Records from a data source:
━━━━

PR #1171, opened 2015-08-13
Feature/1027 get all entity types

kzangeli:
Implements #1027 

GET /v2/type

This request has two URI params:

* options=count
* options=values

*count* is implemented, but as **options** itself is not implemented yet (we need to save a vector for all the options in *options*, and a lookup function), the implementation isd based on a simple comparison:

    uriParamV["options"] == "count"

Good enough for now, until **options** itself is implemented.

**options=values** is not implemented.

Two issues created: #1169 and #1170

PR #1251, opened 2015-09-18
Use options=count when getting entities

### LINKED ISSUE #1041: options=count
(Originally included as comment on https://github.com/telefonicaid/fiware-orion/issues/947)

After latest discussion, the `count` option (within the `options` parameter) will be used instead of `count=true`. The code needs to be fixed (PR #958 was based on `count=true`).

crbrox:
Use options=count when getting entities, closes #1041

### DIFF
--- a/CHANGES_NEXT_RELEASE
+++ b/CHANGES_NEXT_RELEASE
@@ -5,3 +5,4 @@ Fix:  Avoid updating several matching entities associated to the same ID, return
 Fix:  Permitting attribute values to be empty in API v2 (Issue #1187 and #1188)
 Fix:  Clearer error on NGSIv2 entity attribute update, without value in payload (Issue #1164)
 Fix:  Changed  error code from 472 (Invalid Parameter) to 422 (Invalid Moficiation) in NGSIv1 in the case of missing attribute value (Issue #1164)
+Add:  Using 'count' option when getting entities (#1041)
--- a/src/lib/serviceRoutinesV2/getEntities.cpp
+++ b/src/lib/serviceRoutinesV2/getEntities.cpp
@@ -70,11 +70,6 @@ std::string getEntities
   string    idPattern  = ciP->uriParam["idPattern"];
   string    q          = ciP->uriParam["q"];
 
-  if (ciP->uriParam["options"] == "count")
-  {
-    ciP->uriParam["count"] = "true";
-  }
-
   if ((idPattern != "") && (id != ""))
   {
     OrionError oe(SccBadRequest, "Incompatible parameters: id, IdPattern");
--- a/src/lib/serviceRoutinesV2/getEntities.cpp
+++ b/src/lib/serviceRoutinesV2/getEntities.cpp
@@ -70,6 +70,11 @@ std::string getEntities
   string    idPattern  = ciP->uriParam["idPattern"];
   string    q          = ciP->uriParam["q"];
 
+  if (ciP->uriParam["options"] == "count")
+  {
+    ciP->uriParam["count"] = "true";
+  }
+
   if ((idPattern != "") && (id != ""))
   {
     OrionError oe(SccBadRequest, "Incompatible parameters: id, IdPattern");
--- a/test/functionalTest/cases/0947_v2_list_all_entities/GET_v2_entities_pagination.test
+++ b/test/functionalTest/cases/0947_v2_list_all_entities/GET_v2_entities_pagination.test
@@ -35,7 +35,7 @@ brokerStart CB
 # 03. POST /v2/entities, created third  entity
 # 04. POST /v2/entities, created fourth entity
 # 05. POST /v2/entities, created fifth  entity
-# 06. GET  /v2/entities?limit=2&count=true
+# 06. GET  /v2/entities?limit=2&options=count,normalized
 # 07. GET  /v2/entities?offset=2
 #
 
@@ -99,9 +99,9 @@ echo
 echo
 
 
-echo "06. GET /v2/entities?limit=2&count=true"
-echo "======================================="
-orionCurl --url '/v2/entities?limit=2&count=true' --json
+echo "06. GET /v2/entities?limit=2&options=count,normalized"
+echo "====================================================="
+orionCurl --url '/v2/entities?limit=2&options=count,normalized' --json
 echo
 echo
 
@@ -160,8 +160,8 @@ Date: REGEX(.*)
 
 
 
-06. GET /v2/entities?limit=2&count=true
-=======================================
+06. GET /v2/entities?limit=2&options=count,normalized
+=====================================================
 HTTP/1.1 200 OK
 Content-Length: 49
 Content-Type: application/json
--- a/src/lib/serviceRoutines/postQueryContext.cpp
+++ b/src/lib/serviceRoutines/postQueryContext.cpp
@@ -311,7 +311,7 @@ std::string postQueryContext
   // In API version 2, this has changed completely. Here, the total count of local entities is returned
   // if the URI parameter 'count' is set to 'true', and it is returned in the HTTP header X-Total-Count.
   //
-  if ((ciP->apiVersion == "v2") && (ciP->uriParam["count"] == "true"))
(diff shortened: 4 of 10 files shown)


src/lib/serviceRoutinesV2/getEntities.cpp
```diff
@@ -70,6 +70,11 @@ std::string getEntities
   string    idPattern  = ciP->uriParam["idPattern"];
   string    q          = ciP->uriParam["q"];
 
+  if (ciP->uriParam["options"] == "count")
```
kzangeli: Not sure this is enough ....

What if option == 'xxx,count', or 'count,yyy' ?

I think there is a vector somewhere, to do something similar to:

    if (ciP->uriParamOptions['check'] == "true")
    {
       ...
    }

And, if there isn't, we'll have to implement it ...

kzangeli: Found it :-)

uriParamOptionsParse() in ConnectionInfo.cpp is called by uriArgumentGet() in rest/rest.cpp.
There, all options in the URI param 'options' are put in the vector ciP->uriParamOptions.

So, I would propose to use

    if (ciP->uriParamOptions["count"] == true)

wherever needed, and probably remove these four lines.
[ It is a little ugly also to add parameters to ciP->uriParam ... it's like lying ... ]

crbrox: I thought we were doing only one step after another one, I followed getEntityAllTypes
https://github.com/telefonicaid/fiware-orion/blob/develop/src/lib/serviceRoutinesV2/getEntityAllTypes.cpp#L59
which has an options=value possibility in api doc. As said in your PR #1171
"Good enough for now, until options itself is implemented.
options=values is not implemented."

kzangeli: In postQueryContext we have the following line:

    if ((ciP->apiVersion == "v2") && (ciP->uriParam["count"] == "true"))

Now, as there are **yet another** way to ask for count, we'd need to add the following code:

     if ((ciP->apiVersion == "v2") && (ciP->uriParamOptions["count"] == true))
    {
      countP = &count;
    }

With this, it's all taken care of in postQueryContext(), so no code needed in getEntities()

crbrox: OK, using uriParamOptions

CHANGES_NEXT_RELEASE
```diff
@@ -3,3 +3,5 @@ Fix:  Changed the description text for parse errors in v2 json requests (Issue #
 Fix:  Remove leftover whitespaces in error messages (Issue #1199) 
 Fix:  Avoid updating several matching entities associated to the same ID, returning TooManyResults error in that case (Issue #1198)
 Fix:  Permitting attribute values to be empty in API v2 (Issue #1188)
+Add:  Using options=count when getting entites (#1041)
```
fgalan: entites -> entities

src/lib/serviceRoutinesV2/getEntities.cpp
crbrox: Again, that was not the approach in your PR #1171, https://github.com/telefonicaid/fiware-orion/blob/develop/src/lib/serviceRoutinesV2/getEntityAllTypes.cpp#L59
I'll do it thé way you say

fgalan: `if (ciP->uriParam["options"] == "count")` seems to be something to be fixed (to use uriParamOptions[]), as I understand that it would fails if the client uses for examples `...?options=count,otherop`.

CHANGES_NEXT_RELEASE
fgalan: In addition, options=count may lead to think that options= has to be used literarly that way. Maybe is more precise:

Using 'count' option when getting entities.

src/lib/serviceRoutinesV2/getEntities.cpp
kzangeli: Yes, we need to fix these 'mistakes', we have them in earlier code also.
I would propose a new issue about it

fgalan: Actually, #1041 is about fixing this in all places, so in my opinion we don't need any extra issue.

crbrox: In that case, I think reference to #958  inside #1041 can be misleading.  I would change the text for this self PR also

fgalan: Yes, probably is misleanding, sorry...

What I tried to mean in #1041 is that in PR #958 "get all entities" operation was implemented using `count=true` and that that implementation needs to be fixed to use `count` option (not exclusively: I mean, it could happen that other operations appar from "get all entities" are currently using `count=true`, in that case, they also need to be fixed to use `count` option).

Bottom line: at the end only `count` option will be the valid way of getting the count in any NGSIv2 operation in which counting makes sense and this PR should address that (of course, only for currently implemented operations, e.g. list subscription is not).

kzangeli: About "Good enough for now" ...
That statement comes from before ciP->uriParamOptions was implemented.

But ... now it is implemented. That changes everything, right?

And of course, we need to fix those older 'good enough for then' to use uriParamOptions. It is not good enough any more.

I just added this to issue #1041

crbrox: Well, that comment was before I read your message about your "found" of the uriParamOptionsParse, which you don't remember if existed. I think both comments have crossed. *Obviously*, if the options param is parsed it should be used the parsed form. The strange thing  is not to use the parse function before implementing the version in getEntitiesAllTypes being all commits so close in time, both on Aug 14. (a3fa6aa, 38fb8ae) (not such older the 'raw' use of options)

The original issue #1041 talked about changing from ```count=true```to ```options=count```(in getEntities, could be understood) so the use in getEntitesAllTypes looked like a similar issue. It did not talk about allowing multiple values for options (which, I think, is not supported anywhere in the code and it's a orthogonal issue to changing count=true->options=count). So the quote of "good enough" wanted to express that this issue was not the best place to implement the parsing of options param, perhaps, in case it had to do from zero (as you thought for a3fa6aa)

I think changing the code for using the parsed form of options should be an issue by itself. As you wrote, it is not only for "count" but "anything" and the original issue was not related to things like "text" or "values" or any other options value. I would use the parsed form for 'options` in this issue, maybe for all cases of "count=true" in the code but I think it will break the "integrity" of  the PR if we changed a lot of different unrelated, in other way, files. Strictly speaking the change in getEntitesAllTypes should not be covered by this issue, but by another issue for refactoring of "options" param use

crbrox: Fix 5c9ef1a41b35af8e13c0f49166970700ee632d41

CHANGES_NEXT_RELEASE
crbrox: Fixed 5c9ef1a41b35af8e13c0f49166970700ee632d41

crbrox:
Ready for final review/approval
@fgalan 
@kzangeli

kzangeli:
LGTM

test/functionalTest/cases/0947_v2_list_all_entities/GET_v2_entities_pagination.test
```diff
@@ -35,7 +35,7 @@ brokerStart CB
 # 03. POST /v2/entities, created third  entity
 # 04. POST /v2/entities, created fourth entity
 # 05. POST /v2/entities, created fifth  entity
-# 06. GET  /v2/entities?limit=2&count=true
+# 06. GET  /v2/entities?limit=2&options=count,normalized
```
fgalan: Probably 'normalized' will not be used at the end after the end, but it is ok to use it in this test as "random" option to check that the ability to mix count with other options works.

NTC

fgalan:
LGTM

━━━━

- WHAT YOU NEED TO DO: What you return should be the lines from the start of the data through the line with "### LINKED ISSUE #1041: options=count", quoted exactly and nothing more.

- REPLY TO THE TASK:
PR #1171, opened 2015-08-13
Feature/1027 get all entity types

kzangeli:
Implements #1027 

GET /v2/type

This request has two URI params:

* options=count
* options=values

*count* is implemented, but as **options** itself is not implemented yet (we need to save a vector for all the options in *options*, and a lookup function), the implementation isd based on a simple comparison:

    uriParamV["options"] == "count"

Good enough for now, until **options** itself is implemented.

**options=values** is not implemented.

Two issues created: #1169 and #1170

PR #1251, opened 2015-09-18
Use options=count when getting entities

### LINKED ISSUE #1041: options=count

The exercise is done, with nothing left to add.